By the time we reached the street, however, the shower had stopped. Leaves above the wall shed water down the brick. “If I’d known I was bringing someone I’d have had Alex send a car for us. I told him it was fifty-fifty I’d come.”
“Are you sure it’s all right for me to tag along, then?”
“Didn’t you come up here with me once before?”
“I’ve even been up here once before that,” I said. “Do you still think it’s…”
He gave me a withering look. Well; Spinnel would be delighted to have Hawk even if he dragged along a whole gang of real nasty-grimies —Singers are famous for that sort of thing. With one more or less presentable thief, Spinnel was getting off light. Beside us rocks broke away into the city. Behind the gate to our left the gardens rolled up towards the first of the towers. The twelve immense, luxury apartment buildings menaced the lower clouds.

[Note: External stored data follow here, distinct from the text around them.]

PR #525, opened 2021-12-01
Show HANA details in its details page

arbulu89:
Show `HANA Database details` as title if the SAP system is a database:
image

PD: I didn't add any test to this, as i for see that this page must be completely refactored.


nelsonkopliku (approved):
Top

fabriziosestito (approved):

“Hawk the Singer,” Hawk said into the speaker at the side of the gate. Clang and tic-tic-tic and Clang. We walked up the path to the doors and doors of glass.
A cluster of men and women in evening dress were coming out. Three tiers of doors away they saw us. You could see them frowning at the guttersnipe who’d somehow gotten into the lobby (for a moment I thought one of them was Maud, because she wore a sheath of the fading fabric, but she turned; beneath her veil her face was dark as roasted coffee); one of the men recognized him, said something to the others. When they passed us they were smiling. Hawk paid about as much attention to them as he had to the girls on the subway. But when they’d passed, he said, “One of those guys was looking at you.”